About this exercise: Copy each line below in which the string "anything" occurs.

Records:
=== Section Start ===

PR #1222, opened 2023-06-30
Fix for not all input objects supporting `last_line`

oliver-s-lee:
Parser now checks before accessing `last_line` in case it's not available, and `fileinput.FileInput` is now correctly wrapped with `FileWrapper` (so it now does have `last_line`)

In theory, we probably want all input types to be wrapped with FileWrapper, but I didn't make this change because 1) there's a weird amount of IO boilerplate code and I don't understand what a lot of it is doing and 2) I'm not sure how well covered by tests IO is...

### DIFF
--- a/cclib/io/ccio.py
+++ b/cclib/io/ccio.py
@@ -162,7 +162,7 @@ def ccread(source, *args, **kwargs):
         return fallback(source)
 
 
-def ccopen(source, *args, quiet = False, **kwargs):
+def ccopen(source, *args, quiet = False, cjson = False, **kwargs):
     """Guess the identity of a particular log file and return an instance of it.
 
     Inputs:
@@ -192,7 +192,8 @@ def ccopen(source, *args, quiet = False, **kwargs):
         # If the input file isn't a standard compchem log file, try one of
         # the readers, falling back to Open Babel.
         if not filetype:
-            if kwargs.get("cjson"):
+            
+            if cjson:
                 filetype = readerclasses['cjson']
                 
             else:
--- a/cclib/io/ccio.py
+++ b/cclib/io/ccio.py
@@ -109,25 +109,17 @@ class UnknownOutputFormatError(Exception):
 
 def guess_filetype(inputfile) -> Optional[logfileparser.Logfile]:
     """Try to guess the filetype by searching for trigger strings."""
-    if not inputfile:
-        return None
 
     filetype = None
-    if isinstance(inputfile, str):
-        for line in inputfile:
-            for parser, phrases, do_break in triggers:
-                if all([line.lower().find(p.lower()) >= 0 for p in phrases]):
-                    filetype = parser
-                    if do_break:
-                        return filetype
-    else:
-        for fname in inputfile:
-            for line in inputfile:
-                for parser, phrases, do_break in triggers:
-                    if all([line.lower().find(p.lower()) >= 0 for p in phrases]):
-                        filetype = parser
-                        if do_break:
-                            return filetype
+    print(inputfile)
+
+    for line in inputfile:
+        for parser, phrases, do_break in triggers:
+            if all([line.lower().find(p.lower()) >= 0 for p in phrases]):
+                filetype = parser
+                if do_break:
+                    return filetype
+    
     return filetype
 
 
--- a/cclib/io/ccio.py
+++ b/cclib/io/ccio.py
@@ -207,6 +207,10 @@ def ccopen(source, *args, quiet = False, cjson = False, **kwargs):
         # We're going to swallow this exception if quiet is True.
         # This can hide a lot of errors, so we'll make sure to log it.
         logging.error("Failed to open logfile", exc_info = True)
+        
+    # If we get here, we've failed to identify the log file type.
+    if not quiet:
+        raise ValueError("Unable to determine the type of logfile {}".format(source))
 
 
 def fallback(source):
--- a/cclib/io/ccio.py
+++ b/cclib/io/ccio.py
@@ -145,7 +145,7 @@ def ccread(source: Union[str, typing.IO, FileWrapper, list], *args, **kwargs):
     try:
         log = ccopen(source, *args, **kwargs)
         if log:
-            logging.getLogger("cclib").info(f"Identified logfile to be in {log.logname} format")
+            logging.getLogger("cclib").info("Identified logfile to be in {} format".format(type(log).__name__))
 
             return log.parse()
         else:
--- a/cclib/io/ccio.py
+++ b/cclib/io/ccio.py
@@ -160,8 +160,8 @@ def ccread(source: Union[str, typing.IO, FileWrapper, list], *args, **kwargs):
 def ccopen(
         source: Union[str, typing.IO, FileWrapper, list],
         *args,
-        quiet = False,
-        cjson = False,
+        quiet: bool = False,
+        cjson: bool = False,
         **kwargs
     ):
     """Guess the identity of a particular log file and return an instance of it.
--- a/cclib/io/ccio.py
+++ b/cclib/io/ccio.py
@@ -182,7 +182,7 @@ def ccopen(
       Molpro, MOPAC, NWChem, ORCA, Psi3, Psi/Psi4, QChem, CJSON or None
       (if it cannot figure it out or the file does not exist).
     """
-    if isinstance(source, str) or not hasattr(source, "__iter__"):
+    if not isinstance(source, list):
         source = [source]
         
     inputfile = None
--- a/cclib/io/ccio.py
+++ b/cclib/io/ccio.py
@@ -205,7 +205,7 @@ def ccopen(
         # the readers, falling back to Open Babel.
         if not filetype:
             # TODO: This assumes we only got a single file...
-            filename = list(inputfile.input_files)[0]
+            filename = list(inputfile.filenames)[0]
             ext = pathlib.Path(filename).name[1:].lower()
             
             for extension in readerclasses:
--- a/cclib/io/ccio.py
+++ b/cclib/io/ccio.py
@@ -145,14 +145,9 @@ def ccread(source: Union[str, typing.IO, FileWrapper, list], *args, **kwargs):
     try:
         log = ccopen(source, *args, **kwargs)
         if log:
-            # If the input file is a CJSON file and not a standard compchemlog file
-            cjson_as_input = kwargs.get("cjson", False)
-            if cjson_as_input:
-                return log.read_cjson()
-            else:
-                return log.parse()
             logging.getLogger("cclib").info(f"Identified logfile to be in {log.logname} format")
 
+            return log.parse()
         else:
             logging.getLogger("cclib").info('Attempting to use fallback mechanism to read file')
             return fallback(source)
--- a/cclib/io/ccio.py
+++ b/cclib/io/ccio.py
@@ -6,16 +6,10 @@
 # the terms of the BSD 3-Clause License.
 """Tools for identifying, reading and writing files and streams."""
 
-import atexit
 import io
 import os
-import sys
-import re
 import pathlib
-from tempfile import NamedTemporaryFile
 from typing import Optional
-from urllib.request import urlopen
-from urllib.error import URLError
 
 from cclib.parser import data
 from cclib.parser import logfileparser
@@ -38,6 +32,7 @@ from cclib.parser.psi3parser import Psi3
 from cclib.parser.psi4parser import Psi4
 from cclib.parser.qchemparser import QChem
 from cclib.parser.turbomoleparser import Turbomole
+from cclib.parser.logfilewrapper import FileWrapper
 
 from cclib.io import cjsonreader
 from cclib.io import cjsonwriter
@@ -54,18 +49,6 @@ if _has_cclib2openbabel:
 _has_pandas = find_package("pandas")
 if _has_pandas:
     import pandas as pd
-
-# Regular expression for validating URLs
-URL_PATTERN = re.compile(
-
-    r'^(?:http|ftp)s?://'  # http:// or https://
-    r'(?:(?:[A-Z0-9](?:[A-Z0-9-]{0,61}[A-Z0-9])?\.)+(?:[A-Z]{2,6}\.?|[A-Z0-9-]{2,}\.?)|'  # domain...
-    r'localhost|'  # localhost...
-    r'\d{1,3}\.\d{1,3}\.\d{1,3}\.\d{1,3})'  # ...or ip
-    r'(?::\d+)?'  # optional port
-    r'(?:/?|[/?]\S+)$', re.IGNORECASE
-
-)
 
 # Parser choice is triggered by certain phrases occurring the logfile. Where these
 # strings are unique, we can set the parser and break. In other cases, the situation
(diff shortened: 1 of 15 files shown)


berquist:
I've converted it to draft only so I know when you're done.

For the coverage, we don't have it turned on in GitHub right now, but you can get it by doing
```bash
python -m pytest -v --cov=cclib --cov-report=html -k 'test_parser' test
```
and open `htmlcov/index.html` in your browser.

oliver-s-lee:
Ok, just right off the bat two io tests are failing because the depend on stdin, which is disabled by pytest. The recommended way around this is to emulate with StringIO, but the tests seem to depend on stdin's specific seek method for some reason? Not really sure what's going on but try to fix them up as best I can

test/parser/testlogfileparser.py
```diff
@@ -80,13 +88,12 @@ def test_data_stdin(self):
             expected_attributes = get_attributes(cclib.io.ccread(path))
             with open(path) as handle:
                 contents = handle.read()
-            # This is fix strings not being unicode in Python2.
-            try:
-                stdin = io.StringIO(contents)
-            except TypeError:
-                stdin = io.StringIO(unicode(contents))
-            stdin.seek = sys.stdin.seek
```
oliver-s-lee, line 88: I don't understand why this is necessary for the test

test/parser/testlogfileparser.py
```diff
@@ -62,11 +63,18 @@ def test_url_seek(self):
 
     def test_stdin_seek(self):
```
oliver-s-lee, line 64: This test does nothing currently...

oliver-s-lee:
I've had a look-over the IO internals and there's a fair bit to do I think. We support lots of different file objects, which is great, but they all get processed at different points. Some processing is done in `io/ccio.py`, some is in `parser/logfileparser.py`. Some functions relating to IO are in `logfileparser.py` and some relating to log files are in `ccio.py`. Some files get opened and closed multiple times for no apparent reason. We do a lot of type checking in multiple places, and ideally it would be moved to one central location.

I think a class based approach is probably the way forward here; have one `InputFile` class that wraps whatever input files/stream we want to support and everything else steps away as much as possible from caring about where it's reading from. I'll hack away and see where I get.

oliver-s-lee:
For (my) reference, a non-exhaustive list of the types of input we can read from at various points:
 - A string (a filename)
 - A pathlib.Path (a filename)
 - A string (a URL)
 - A list of strings (containing any mix of the above)
 - An archived version (.gz, .zip, .bz, .bz2) of any of the above
 - An open file object (a stream, which may or may not be seekable)
At some point, some of the above get wrapped/converted to:
 - cclib.logfileparser.FileWrapper
 - fileinput.FileInput
 - another file object (with `open`)

berquist:
FYI I think some of my type annotations are wrong and shouldn't be trusted.  The code will have to be read as you've done.

> a non-exhaustive list of the types of input we can read from at various points

A bad part of this is that it isn't clear what functionality other people are even using.  I doubt that anyone is passing URLs directly or using the streaming functionality (that's defeated if you're gonna call `seek`...), and probably few are reading archives.

oliver-s-lee:
Yeah no problem at all, I'll go through the type annotations at the end once everything's working ok.

Totally agree re. not clear what's actually being used. I presume at one point all these different inputs were being used by someone, but whether that's still the case is hard to say for sure. The weirdest one for me to understand is the unseekable stream, which I suspect is really just to support `stdin`, but could be wrong. I do wonder how many people are using the archive stuff too, but there is some sense to it I think.

oliver-s-lee:
Ok, must of the grunt work on this is now done and it's ready for review. There's a few more things that would be nice to do at some point, but can't presently without badly breaking backwards compatibility (which should be mostly maintained as is). Some things I don't like:
 - The FileWrapper class is still in `cclib.parser` rather than `cclib.io` where it clearly belongs. Sadly it can't move to IO because of circular dependency issues, which would require some restructuring to get around.
 - There is some low level IO (opening files etc) happening transparently inside FileWrapper (and also by extension in ccopen) which makes it difficult to keep track of open files. Ideally opening files would happen in context managers at the top-most level.
 - FileWrapper isn't a context manager or a real file object (it's probably missing some useful methods)
 - FileWrapper only supports seek() to the start or end. Not a problem at the moment as none of the parsers do seeking anymore, but might be nice to have.

oliver-s-lee:
Also the test is failing for some reason relating to logging that I can't fathom, do we overload the logging module as part of CI?

berquist:
The problem is that the logger is being monkey-patched via https://github.com/numpy/numpy/blob/dabb12ec5c27846b1ded065b5e61eabb89d029ed/numpy/distutils/log.py#L46 on PySCF import:
```
$ python try.py
> /home/eric/.pyenv/versions/miniforge3-4.10.3-10/envs/cclib_310/lib/python3.10/site-packages/numpy/distutils/log.py(46)<module>()
-> _global_log.__class__ = Log
(Pdb) bt
  /home/eric/development/forks/python/cclib_pr_review/try.py(1)<module>()
-> import pyscf
  <frozen importlib._bootstrap>(1027)_find_and_load()
  <frozen importlib._bootstrap>(1006)_find_and_load_unlocked()
  <frozen importlib._bootstrap>(688)_load_unlocked()
  <frozen importlib._bootstrap_external>(883)exec_module()
  <frozen importlib._bootstrap>(241)_call_with_frames_removed()
  /home/eric/.pyenv/versions/miniforge3-4.10.3-10/envs/cclib_310/lib/python3.10/site-packages/pyscf/__init__.py(113)<module>()
-> from pyscf import lib
  <frozen importlib._bootstrap>(1078)_handle_fromlist()
  <frozen importlib._bootstrap>(241)_call_with_frames_removed()
  <frozen importlib._bootstrap>(1027)_find_and_load()
  <frozen importlib._bootstrap>(1006)_find_and_load_unlocked()
  <frozen importlib._bootstrap>(688)_load_unlocked()
  <frozen importlib._bootstrap_external>(883)exec_module()
  <frozen importlib._bootstrap>(241)_call_with_frames_removed()
  /home/eric/.pyenv/versions/miniforge3-4.10.3-10/envs/cclib_310/lib/python3.10/site-packages/pyscf/lib/__init__.py(24)<module>()
-> from pyscf.lib import numpy_helper
  <frozen importlib._bootstrap>(1078)_handle_fromlist()
  <frozen importlib._bootstrap>(241)_call_with_frames_removed()
  <frozen importlib._bootstrap>(1027)_find_and_load()
  <frozen importlib._bootstrap>(1006)_find_and_load_unlocked()
  <frozen importlib._bootstrap>(688)_load_unlocked()
  <frozen importlib._bootstrap_external>(883)exec_module()
  <frozen importlib._bootstrap>(241)_call_with_frames_removed()
  /home/eric/.pyenv/versions/miniforge3-4.10.3-10/envs/cclib_310/lib/python3.10/site-packages/pyscf/lib/numpy_helper.py(39)<module>()
-> _np_helper = misc.load_library('libnp_helper')
  /home/eric/.pyenv/versions/miniforge3-4.10.3-10/envs/cclib_310/lib/python3.10/site-packages/pyscf/lib/misc.py(55)load_library()
-> return numpy.ctypeslib.load_library(libname, _loaderpath)
  /home/eric/.pyenv/versions/miniforge3-4.10.3-10/envs/cclib_310/lib/python3.10/site-packages/numpy/ctypeslib.py(137)load_library()
-> from numpy.distutils.misc_util import get_shared_lib_extension
  <frozen importlib._bootstrap>(1027)_find_and_load()
  <frozen importlib._bootstrap>(992)_find_and_load_unlocked()
  <frozen importlib._bootstrap>(241)_call_with_frames_removed()
  <frozen importlib._bootstrap>(1027)_find_and_load()
  <frozen importlib._bootstrap>(1006)_find_and_load_unlocked()
  <frozen importlib._bootstrap>(688)_load_unlocked()
  <frozen importlib._bootstrap_external>(883)exec_module()
  <frozen importlib._bootstrap>(241)_call_with_frames_removed()
  /home/eric/.pyenv/versions/miniforge3-4.10.3-10/envs/cclib_310/lib/python3.10/site-packages/numpy/distutils/__init__.py(24)<module>()
-> from . import ccompiler
  <frozen importlib._bootstrap>(1078)_handle_fromlist()
  <frozen importlib._bootstrap>(241)_call_with_frames_removed()
  <frozen importlib._bootstrap>(1027)_find_and_load()
  <frozen importlib._bootstrap>(1006)_find_and_load_unlocked()
  <frozen importlib._bootstrap>(688)_load_unlocked()
  <frozen importlib._bootstrap_external>(883)exec_module()
  <frozen importlib._bootstrap>(241)_call_with_frames_removed()
  /home/eric/.pyenv/versions/miniforge3-4.10.3-10/envs/cclib_310/lib/python3.10/site-packages/numpy/distutils/ccompiler.py(20)<module>()
-> from numpy.distutils import log
  <frozen importlib._bootstrap>(1078)_handle_fromlist()
  <frozen importlib._bootstrap>(241)_call_with_frames_removed()
  <frozen importlib._bootstrap>(1027)_find_and_load()
  <frozen importlib._bootstrap>(1006)_find_and_load_unlocked()
  <frozen importlib._bootstrap>(688)_load_unlocked()
  <frozen importlib._bootstrap_external>(883)exec_module()
  <frozen importlib._bootstrap>(241)_call_with_frames_removed()
> /home/eric/.pyenv/versions/miniforge3-4.10.3-10/envs/cclib_310/lib/python3.10/site-packages/numpy/distutils/log.py(46)<module>()
-> _global_log.__class__ = Log
```

Until NumPy is fixed (this behavior is terrible, I will try to make a ticket there), we can try putting back the proper logger at the point where we instantiate it.

oliver-s-lee:
I've gotten around this for now by replacing all instances of the root logger with a custom one for cclib, which we probably want to do anyways?

Sorry I only just saw your comment and already went ahead and opened an issue for this [here](https://github.com/numpy/numpy/issues/24213).

berquist:
> I've gotten around this for now by replacing all instances of the root logger with a custom one for cclib, which we probably want to do anyways?

I think so, but also we should not proliferate logging instances.  Is this a separate one from what's instantiated for each `Logfile` (derived) instance?
 
> Sorry I only just saw your comment and already went ahead and opened an issue for this [here](https://github.com/numpy/numpy/issues/24213).

No, that's great, it's a much better report than I was going to give.

oliver-s-lee:
Yeah agreed. Yes it's separate, but all logging done outside of the parser is now with the same `cclib` instance (instead of the root logger it was before this PR). Each parser still creates its own unique instance using the name of the logfile being parsed, which is quite nice for seeing where the parser's warnings are coming from.

Haha no problem. They have just closed the bug report though so what good it will do remains to be seen...

berquist:
This is why I'm tiring of open source. That person obviously didn't read any of what you said and assumed you were intentionally using distutils.

We could propose an issue to PySCF since all their downstream projects would be affected.

berquist:
I promise to give this a review by the end of my day today.

cclib/io/ccio.py
```diff
@@ -161,24 +141,35 @@ def ccread(source, *args, **kwargs):
...
         else:
-            return log.parse()
-    else:
-        if kwargs.get('verbose', None):
-            print('Attempting to use fallback mechanism to read file')
-        return fallback(source)
-
-
-def ccopen(source, *args, **kwargs):
+            if kwargs.get('verbose', None):
```
berquist, line 157: Not originally your code, but this should be
```suggestion
            if kwargs.get('verbose', False):
```

cclib/io/ccio.py
```diff
@@ -161,24 +141,35 @@ def ccread(source, *args, **kwargs):
...
+                print('Attempting to use fallback mechanism to read file')
+            return fallback(source)
+    
+    finally:
+        if log:
+            log.inputfile.close()
+
+
+def ccopen(
+        source: Union[str, typing.IO, FileWrapper, list],
```
berquist, line 167: `list` of what?  It should be `typing.List[...]` and `...` might be the union of the other three (I don't know).

cclib/io/ccio.py
```diff
@@ -161,24 +141,35 @@ def ccread(source, *args, **kwargs):
...
+        *args,
+        quiet = False,
```
berquist, line 169:
```suggestion
        quiet: bool = False,
```
etc.

test/parser/testlogfileparser.py
```diff
@@ -25,48 +26,68 @@
...
         with open(fpath, 'r') as fobject:
             wrapper = cclib.parser.logfileparser.FileWrapper(fobject)
-            wrapper.seek(0, 0)
-            assert wrapper.pos == 0
-            wrapper.seek(10, 0)
-            assert wrapper.pos == 10
-            wrapper.seek(0, 2)
-            assert wrapper.pos == wrapper.size
+            self.check_seek(wrapper)
+#             wrapper.seek(0, 0)
```
berquist, line 46: Let's just get rid of all the commented blocks.  That will make it clearer how much of an improvement this is.

test/parser/testlogfileparser.py
```diff
@@ -17,6 +17,7 @@
 
 import cclib
 import pytest
+from _pytest.monkeypatch import MonkeyPatch
```
berquist, line 20: Does
```suggestion
from pytest.monkeypatch import MonkeyPatch
```
not work?  `_pytest` is the private implementation that we technically shouldn't rely on.

cclib/parser/turbomoleparser.py
```diff
@@ -963,10 +1001,10 @@ def extract(self, inputfile, line):
         ## For UHF:
         #       occ. orbital   energy / eV   virt. orbital     energy / eV   |coeff.|^2*100
         #         7 a   alpha          -15.12     12 a   alpha            4.74       24.5
-        #         7 a   beta           -15.12     12 a   beta             4.74       24.5        
-        if "Excitation energy:" in line and "excitation" in self.last_lines[-5].split():
+        #         7 a   beta           -15.12     12 a   beta             4.74       24.5
+        if "Excitation energy:" in line and "excitation" in self.inputfile.last_lines[-6].split():
```
berquist, line 1005: For the index change from -5 to -6, what's the trigger line look like?  It should probably go as a code comment.

cclib/parser/turbomoleparser.py
```diff
@@ -64,9 +63,48 @@ def __init__(self, *args, **kwargs):
         self.hours_regex = re.compile(r"([0-9.]*) hours")
         self.minutes_regex = re.compile(r"([0-9.]*) minutes")
         self.seconds_regex = re.compile(r"([0-9.]*) seconds")
-
-        # A list of previous lines to allow look-behind functionality.
-        self.last_lines = collections.deque([""] * 10, 10)
+        
+    def sort_input(self, file_names: list) -> list:
```
berquist, line 67: Putting this alongside the parser is ok, but the reason it was a bare function is that `self` isn't necessary.  I could see it being an abstract class method in the future, for other parsers that can take multiple files like Molpro, but a top-level (private) function would work just as well.

Same comment about using `list` as a type annotation.  (It translates to `typing.List[Any]` which isn't great.)

cclib/parser/logfilewrapper.py
```diff
@@ -0,0 +1,312 @@
+# -*- coding: utf-8 -*-
+#
+# Copyright (c) 2023, the cclib development team
+#
+# This file is part of cclib (http://cclib.github.io) and is distributed under
+# the terms of the BSD 3-Clause License.
+
+# TOOD: This file belongs in cclib.io, but circular dependency issues mean it can't go there just now.
```
berquist, line 8: What's the circular dependency?

cclib/parser/logfileparser.py
```diff
@@ -200,35 +51,22 @@ def __init__(self, source: Union[str, Iterable[str], fileinput.FileInput], logle
...
-        else:
-            raise ValueError("Unexpected source type.")
+        if not isinstance(source, FileWrapper):
+            source = FileWrapper(source)
+            # Probably the wrong type given.
+            #raise TypeError("Source does not have an 'input_files' attribute, are you sure it inherits from FileWrapper?") from None
+            
+        self.inputfile = source
+        # If our parser needs a certain file ordering, set that now.
+        self.inputfile.sort(self.sort_input(self.inputfile.filenames))
```
berquist, line 61: Ignore my comment about converting it back to a standalone function.

cclib/parser/logfileparser.py
```diff
@@ -200,35 +51,22 @@ def __init__(self, source: Union[str, Iterable[str], fileinput.FileInput], logle
...
-        elif hasattr(source, "read"):
-            self.filename = f"stream {str(type(source))}"
-            self.isstream = True
-            self.stream = source
-        else:
-            raise ValueError("Unexpected source type.")
+        if not isinstance(source, FileWrapper):
+            source = FileWrapper(source)
+            # Probably the wrong type given.
+            #raise TypeError("Source does not have an 'input_files' attribute, are you sure it inherits from FileWrapper?") from None
```
berquist, line 57: Is it safe to get rid of this?

berquist (changes requested):
I'm not done, but here is a first batch of questions.

oliver-s-lee:
> This is why I'm tiring of open source. That person obviously didn't read any of what you said and assumed you were intentionally using distutils.
> 
> We could propose an issue to PySCF since all their downstream projects would be affected.

Yeah indeed, happily though they have now reopened the issue, so maybe some hope does yet remain :) Hmm yeah I did consider opening an issue on PySCF too, the problem for them though is that there's no easy workaround if they need that ctypeslib function (except to manually fix the logger afterwards I guess?)

cclib/io/ccio.py
oliver-s-lee: Thanks good spot. I'll change this to be just a normal kwarg because I don't see why we'd need to use a kwarg dict here.

oliver-s-lee: Ok it's because the kwargs dict is passed to `ccread`, which passes it unmodified to the `LogFile` or `filereader.Reader` constructor, neither of which inspect for the `verbose` key 🙃. I'll replace all these weird kwarg dicts with proper signatures.

test/parser/testlogfileparser.py
oliver-s-lee: Yeah sorry this is a mistake; my IDE is eclipse which tries to guess where to import stuff from automatically. Doesn't always get it quite right :)

cclib/parser/turbomoleparser.py
oliver-s-lee: This is a bit weird but the trigger's not actually changed, it's just that the new `last_lines` includes the current line automatically, while before it was only updated at the end of the log file parsing for the current line.

The trigger section is in the comment block above, looks like this:
```
        # Excited state info from escf.
        #                          1 singlet a excitation
        # 
        # 
        #  Total energy:                           -112.9060086800507    
        # 
        #  Excitation energy:                      0.3111453714493050    
```

cclib/parser/turbomoleparser.py
oliver-s-lee: Yeah ok I see your point. My main motivation for making it a class method was to take advantage of inheritance to automatically pick the correct sorting function, seeing as how we've already got the correct parser class at this point. Should make future additions easier because there's no need to maintain a table of functions or similar.

I'll change it to a classmethod, although if we'd rather go with non-class function I'm not totally opposed either.

oliver-s-lee: Also, I actually rely on `cclib.io.ccio.sort_turbomole_outputs()` in my own code, which this change obviously breaks. For me that's not a problem, but for others who might rely on it this is a non backwards compatible change. Think it's worth adding back `cclib.io.ccio.sort_turbomole_outputs()` as an alias to the new class method (or whatever we end up going with)?

cclib/parser/logfilewrapper.py
oliver-s-lee: Isn't that the question :)

1) `cclib.parser.logfileparser` imports `FileWrapper` (currently from `cclib.parser.logfilewrapper`) in order to be backwards compatible (so you can pass plain strings to `Logfile`'s constructor and it will automatically wrap with `FileWrapper`)
2) `cclib.io.ccio` imports all parsers which inherit from `cclib.parser.logfileparser.LogFile` in order to return the program specific parser it needs
3) `cclib.io.__init__` imports `cclib.io.ccio`, purely for convenience

Thus `cclib.parser.logfileparser` is unable to import anything under `cclib.io`, because the `__init__` file loads `cclib.io.ccio`, which in turn imports `cclib.parser.logfileparser` again.

I think this should be fixable if `cclib.io.__init__` imports `FileWrapper` early (which thankfully has no cclib dependencies), then you could do `from cclib.io import FileWrapper` and that should avoid the circular dependency I think (although doing `import cclib.io.logfilewrapper` would still be problematic). However, `cclib.io.cjsonreader` also import stuff back from `cclib.parser`, complicating matters. I suspect a lot of bits and pieces could do with moving around here, so maybe it's best for this to wait until a v2.x is in the works?

cclib/parser/logfileparser.py
oliver-s-lee: Should be aye, the comment is from an earlier version of mine. Current implementation in master is this:
```
        # Set the filename to source if it is a string or a list of strings, which are
        # assumed to be filenames. Otherwise, assume the source is a file-like object
        # if it has a read method, and we will try to use it like a stream.
        self.isfileinput = False
        if isinstance(source, str):
            self.filename = source
            self.isstream = False
        elif isinstance(source, list) and all([isinstance(s, str) for s in source]):
            self.filename = source
            self.isstream = False
        elif isinstance(source, fileinput.FileInput):
            self.filename = source
            self.isstream = False
            self.isfileinput = True
        elif hasattr(source, "read"):
            self.filename = f"stream {str(type(source))}"
            self.isstream = True
            self.stream = source
        else:
            raise ValueError("Unexpected source type.")
```
All this type juggling is now done by FileWrapper, if the source isn't FileWrapper we simple make it one and all should be dandy.

cclib/parser/turbomoleparser.py
berquist: Right, my brain went right to thinking it was `line.split()[-6]`.  This makes sense.

cclib/parser/logfilewrapper.py
berquist: Breaking the dependency can wait.  The big problem is number 2.  I think there is a design pattern that helps with this particular case.

berquist:
> Yeah indeed, happily though they have now reopened the issue, so maybe some hope does yet remain :) Hmm yeah I did consider opening an issue on PySCF too, the problem for them though is that there's no easy workaround if they need that ctypeslib function (except to manually fix the logger afterwards I guess?)

We can wait for changes on NumPy's end.  PySCF isn't doing anything wrong by using ctypeslib.  But letting them know would be good too, since I've seen they perform workaround for other NumPy API changes.

cclib/parser/turbomoleparser.py
berquist: Breaking a function like that across a major or even minor (but not patch) release is ok, at least when you consider how many people were likely using it compared to `ccread` or `ccopen`.

Keeping it as an alias is ok, and if we had an official way of doing deprecation (it's never come up) we could get rid of it after 1.8.x.

But I am thinking the method is the better approach.  It just isn't clear to me yet which one of instance/class/static it should be.  Class is just a good compromise.

cclib/scripts/ccget.py
```diff
@@ -159,19 +159,28 @@ def ccget() -> None:
...
         if verbose:
-            kwargs['verbose'] = True
             kwargs['loglevel'] = logging.INFO
+            logging.getLogger("cclib").setLevel(logging.INFO)
+        
         else:
-            kwargs['verbose'] = False
+            # TODO: Are we sure we want to ignore warnings by default?
             kwargs['loglevel'] = logging.ERROR
+            logging.getLogger("cclib").setLevel(logging.WARNING)
```
berquist, line 179: These two lines look conflicting...is that "error" for the global logger and "warning" for the logfile instance logger?

I would agree with your comment that both should be warning.

berquist (changes requested):
One last thing with log levels.

cclib/parser/turbomoleparser.py
oliver-s-lee: Cool, I'll add an alias and make it emit a warning on first use, that way at least the user/developer is aware they're using a deprecated function.

Class or abstract makes the most sens I think, and to me class always feels more natural than abstract...

cclib/scripts/ccget.py
oliver-s-lee: Yes exactly, but I'll update so both are WARNING so it's less weird :). This will make some parsers appear more noisy (Orca in particular emits quite a few warnings I think), but to me this is the better behaviour so a non-issue.

berquist (approved):
:tada:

=== Section End ===

Solution for this exercise:
Thus `cclib.parser.logfileparser` is unable to import anything under `cclib.io`, because the `__init__` file loads `cclib.io.ccio`, which in turn imports `cclib.parser.logfileparser` again.
We can wait for changes on NumPy's end.  PySCF isn't doing anything wrong by using ctypeslib.  But letting them know would be good too, since I've seen they perform workaround for other NumPy API changes.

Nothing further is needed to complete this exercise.